With no edits of any kind, print each record that follows.

::::

PR #803, opened 2024-07-09
Small collection of SonarQube violation fixes

chelma:
### Description
A quick set of fixes to SonarQube violations

### Issues Resolved
* https://opensearch.atlassian.net/browse/MIGRATIONS-1826

### Testing
Ran `gradle RFS:test` and `gradle DocumentsFromSnapshotMigration:slowTest`

### Check List

### DIFF
--- a/RFS/src/main/java/com/rfs/common/DocumentReindexer.java
+++ b/RFS/src/main/java/com/rfs/common/DocumentReindexer.java
@@ -22,7 +22,7 @@ public class DocumentReindexer {
         return documentStream
             .map(this::convertDocumentToBulkSection)  // Convert each Document to part of a bulk operation
             .buffer(MAX_BATCH_SIZE) // Collect until you hit the batch size
-            .doOnNext(bulk -> logger.info(bulk.size() + " documents in current bulk request"))
+            .doOnNext(bulk -> logger.info("{} documents in current bulk request", bulk.size()))
             .map(this::convertToBulkRequestBody)  // Assemble the bulk request body from the parts
             .flatMap(bulkJson -> client.sendBulkRequest(indexName, bulkJson) // Send the request
                 .doOnSuccess(unused -> logger.debug("Batch succeeded"))
@@ -50,9 +50,9 @@ public class DocumentReindexer {
         return builder.toString();
     }
 
-    public void refreshAllDocuments(ConnectionDetails targetConnection) throws Exception {
+    public void refreshAllDocuments(ConnectionDetails targetConnection) {
         // Send the request
-        OpenSearchClient client = new OpenSearchClient(targetConnection);
-        client.refresh();
+        OpenSearchClient refreshClient = new OpenSearchClient(targetConnection);
+        refreshClient.refresh();
     }
 }
--- a/RFS/src/main/java/com/rfs/common/GlobalMetadata.java
+++ b/RFS/src/main/java/com/rfs/common/GlobalMetadata.java
@@ -14,6 +14,8 @@ import com.fasterxml.jackson.dataformat.smile.SmileFactory;
 
 
 public class GlobalMetadata {
+    private GlobalMetadata() {}
+
     /**
     * Defines the behavior required to read a snapshot's global metadata as JSON and convert it into a Data object
     */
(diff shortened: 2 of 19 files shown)


RFS/src/main/java/com/rfs/common/DocumentReindexer.java
```diff
@@ -50,9 +50,9 @@ private String convertToBulkRequestBody(List<String> bulkSections) {
         return builder.toString();
     }
 
-    public void refreshAllDocuments(ConnectionDetails targetConnection) throws Exception {
+    public void refreshAllDocuments(ConnectionDetails targetConnection) {
         // Send the request
-        OpenSearchClient client = new OpenSearchClient(targetConnection);
-        client.refresh();
+        OpenSearchClient refreshClient = new OpenSearchClient(targetConnection);
+        refreshClient.refresh();
```
peternied, line 56: Was there a rule about the naming? Client seems like a perfectly cromulent name

RFS/src/main/java/com/rfs/common/GlobalMetadata.java
```diff
@@ -14,6 +14,8 @@
 
 
 public class GlobalMetadata {
+    private GlobalMetadata() {}
```
peternied, line 17: Note; in my outstanding change, these classes are promoted to 'functional', I think the rules are triggering here because there are no instance references so its seen as a utility class.

Recommendations like this are more about a code smell why does this class exist if it doesn't have any properties/fields - for example this could have been a package path

RFS/src/main/java/com/rfs/common/S3Repo.java
```diff
@@ -187,7 +187,7 @@ public void prepBlobFiles(ShardMetadata.Data shardMetadata) {
 
         String blobFilesS3Prefix = s3RepoUri.key + "indices/" + shardMetadata.getIndexId() + "/" + shardMetadata.getShardId() + "/";
 
-        logger.info("Downloading blob files from S3: s3://" + s3RepoUri.bucketName + "/" + blobFilesS3Prefix + " to " + shardDirPath);
+        logger.info("Downloading blob files from S3: s3://%s/%s to %s", s3RepoUri.bucketName, blobFilesS3Prefix, shardDirPath);
```
peternied, line 190: I think we broadly are using `logger.atLevel(Info).setMessage(...).addArgument(() -> ...)....log();` @AndreKurait @gregschohn Did you have more context, is that a convention we should be strongly following?

RFS/src/main/java/com/rfs/common/SnapshotShardUnpacker.java
```diff
@@ -45,25 +45,25 @@ public Path unpack() {
...
-                    if (fileMetadata.getName().startsWith("v__")) {
-                        final BytesRef hash = fileMetadata.getMetaHash();
-                        indexOutput.writeBytes(hash.bytes, hash.offset, hash.length);
-                    } else {
-                        try (InputStream stream = new PartSliceStream(repoAccessor, fileMetadata, shardMetadata.getIndexId(), shardMetadata.getShardId())) {
-                            final byte[] buffer = new byte[Math.toIntExact(Math.min(bufferSize, fileMetadata.getLength()))];
-                            int length;
-                            while ((length = stream.read(buffer)) > 0) {
-                                indexOutput.writeBytes(buffer, 0, length);
+            try (FSDirectory primaryDirectory = FSDirectory.open(luceneIndexDir, lockFactory)) {
```
peternied, line 48: 🤞 that a test tells us if this creates an issue or not

peternied (approved):

RFS/src/main/java/com/rfs/common/S3Repo.java
mikaylathompson: At some point Greg did a pass that changed all of the log messages to the fluent style `atLevel().setMessage()` and it meant we could run 15x faster or something absurd.

mikaylathompson: ah, well, not quite 15x faster. but it did free up 50% of our CPU utilization.

https://github.com/opensearch-project/opensearch-migrations/pull/280

RFS/src/main/java/com/rfs/common/DocumentReindexer.java
chelma: It was overlapping with the class member of the same name.  It feels like this method probably shouldn't exist as it does, but I decided to leave it so that I can focus on the SonarQube findings more specifically.

RFS/src/main/java/com/rfs/common/S3Repo.java
chelma: I'm happy to have that be our convention going forward.  Will start swapping to that when I see the old style.

PR #818, opened 2024-07-12
Separate spotless checks from GitHub Action test workflows

peternied:
### Description
Separate spotless checks from GitHub Action test workflows

### Check List

### DIFF
--- a/.github/workflows/CI.yml
+++ b/.github/workflows/CI.yml
@@ -11,6 +11,20 @@ env:
   node-version: '18.x'
 
 jobs:
+  style-check:
+    runs-on: ubuntu-latest
+    steps:
+      - uses: actions/checkout@v4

::::

◆ **Solution to this exercise**:
PR #803, opened 2024-07-09
Small collection of SonarQube violation fixes

chelma:
### Description
A quick set of fixes to SonarQube violations

### Issues Resolved
* https://opensearch.atlassian.net/browse/MIGRATIONS-1826

### Testing
Ran `gradle RFS:test` and `gradle DocumentsFromSnapshotMigration:slowTest`

### Check List

### DIFF
--- a/RFS/src/main/java/com/rfs/common/DocumentReindexer.java
+++ b/RFS/src/main/java/com/rfs/common/DocumentReindexer.java
@@ -22,7 +22,7 @@ public class DocumentReindexer {
         return documentStream
             .map(this::convertDocumentToBulkSection)  // Convert each Document to part of a bulk operation
             .buffer(MAX_BATCH_SIZE) // Collect until you hit the batch size
-            .doOnNext(bulk -> logger.info(bulk.size() + " documents in current bulk request"))
+            .doOnNext(bulk -> logger.info("{} documents in current bulk request", bulk.size()))
             .map(this::convertToBulkRequestBody)  // Assemble the bulk request body from the parts
             .flatMap(bulkJson -> client.sendBulkRequest(indexName, bulkJson) // Send the request
                 .doOnSuccess(unused -> logger.debug("Batch succeeded"))
@@ -50,9 +50,9 @@ public class DocumentReindexer {
         return builder.toString();
     }
 
-    public void refreshAllDocuments(ConnectionDetails targetConnection) throws Exception {
+    public void refreshAllDocuments(ConnectionDetails targetConnection) {
         // Send the request
-        OpenSearchClient client = new OpenSearchClient(targetConnection);
-        client.refresh();
+        OpenSearchClient refreshClient = new OpenSearchClient(targetConnection);
+        refreshClient.refresh();
     }
 }
--- a/RFS/src/main/java/com/rfs/common/GlobalMetadata.java
+++ b/RFS/src/main/java/com/rfs/common/GlobalMetadata.java
@@ -14,6 +14,8 @@ import com.fasterxml.jackson.dataformat.smile.SmileFactory;
 
 
 public class GlobalMetadata {
+    private GlobalMetadata() {}
+
     /**
     * Defines the behavior required to read a snapshot's global metadata as JSON and convert it into a Data object
     */
(diff shortened: 2 of 19 files shown)


RFS/src/main/java/com/rfs/common/DocumentReindexer.java
```diff
@@ -50,9 +50,9 @@ private String convertToBulkRequestBody(List<String> bulkSections) {
         return builder.toString();
     }
 
-    public void refreshAllDocuments(ConnectionDetails targetConnection) throws Exception {
+    public void refreshAllDocuments(ConnectionDetails targetConnection) {
         // Send the request
-        OpenSearchClient client = new OpenSearchClient(targetConnection);
-        client.refresh();
+        OpenSearchClient refreshClient = new OpenSearchClient(targetConnection);
+        refreshClient.refresh();
```
peternied, line 56: Was there a rule about the naming? Client seems like a perfectly cromulent name

RFS/src/main/java/com/rfs/common/GlobalMetadata.java
```diff
@@ -14,6 +14,8 @@
 
 
 public class GlobalMetadata {
+    private GlobalMetadata() {}
```
peternied, line 17: Note; in my outstanding change, these classes are promoted to 'functional', I think the rules are triggering here because there are no instance references so its seen as a utility class.

Recommendations like this are more about a code smell why does this class exist if it doesn't have any properties/fields - for example this could have been a package path

RFS/src/main/java/com/rfs/common/S3Repo.java
```diff
@@ -187,7 +187,7 @@ public void prepBlobFiles(ShardMetadata.Data shardMetadata) {
 
         String blobFilesS3Prefix = s3RepoUri.key + "indices/" + shardMetadata.getIndexId() + "/" + shardMetadata.getShardId() + "/";
 
-        logger.info("Downloading blob files from S3: s3://" + s3RepoUri.bucketName + "/" + blobFilesS3Prefix + " to " + shardDirPath);
+        logger.info("Downloading blob files from S3: s3://%s/%s to %s", s3RepoUri.bucketName, blobFilesS3Prefix, shardDirPath);
```
peternied, line 190: I think we broadly are using `logger.atLevel(Info).setMessage(...).addArgument(() -> ...)....log();` @AndreKurait @gregschohn Did you have more context, is that a convention we should be strongly following?

RFS/src/main/java/com/rfs/common/SnapshotShardUnpacker.java
```diff
@@ -45,25 +45,25 @@ public Path unpack() {
...
-                    if (fileMetadata.getName().startsWith("v__")) {
-                        final BytesRef hash = fileMetadata.getMetaHash();
-                        indexOutput.writeBytes(hash.bytes, hash.offset, hash.length);
-                    } else {
-                        try (InputStream stream = new PartSliceStream(repoAccessor, fileMetadata, shardMetadata.getIndexId(), shardMetadata.getShardId())) {
-                            final byte[] buffer = new byte[Math.toIntExact(Math.min(bufferSize, fileMetadata.getLength()))];
-                            int length;
-                            while ((length = stream.read(buffer)) > 0) {
-                                indexOutput.writeBytes(buffer, 0, length);
+            try (FSDirectory primaryDirectory = FSDirectory.open(luceneIndexDir, lockFactory)) {
```
peternied, line 48: 🤞 that a test tells us if this creates an issue or not

peternied (approved):

RFS/src/main/java/com/rfs/common/S3Repo.java
mikaylathompson: At some point Greg did a pass that changed all of the log messages to the fluent style `atLevel().setMessage()` and it meant we could run 15x faster or something absurd.

mikaylathompson: ah, well, not quite 15x faster. but it did free up 50% of our CPU utilization.

https://github.com/opensearch-project/opensearch-migrations/pull/280

RFS/src/main/java/com/rfs/common/DocumentReindexer.java
chelma: It was overlapping with the class member of the same name.  It feels like this method probably shouldn't exist as it does, but I decided to leave it so that I can focus on the SonarQube findings more specifically.

RFS/src/main/java/com/rfs/common/S3Repo.java
chelma: I'm happy to have that be our convention going forward.  Will start swapping to that when I see the old style.

PR #818, opened 2024-07-12
Separate spotless checks from GitHub Action test workflows

peternied:
### Description
Separate spotless checks from GitHub Action test workflows

### Check List

### DIFF
--- a/.github/workflows/CI.yml
+++ b/.github/workflows/CI.yml
@@ -11,6 +11,20 @@ env:
   node-version: '18.x'
 
 jobs:
+  style-check:
+    runs-on: ubuntu-latest
+    steps:
+      - uses: actions/checkout@v4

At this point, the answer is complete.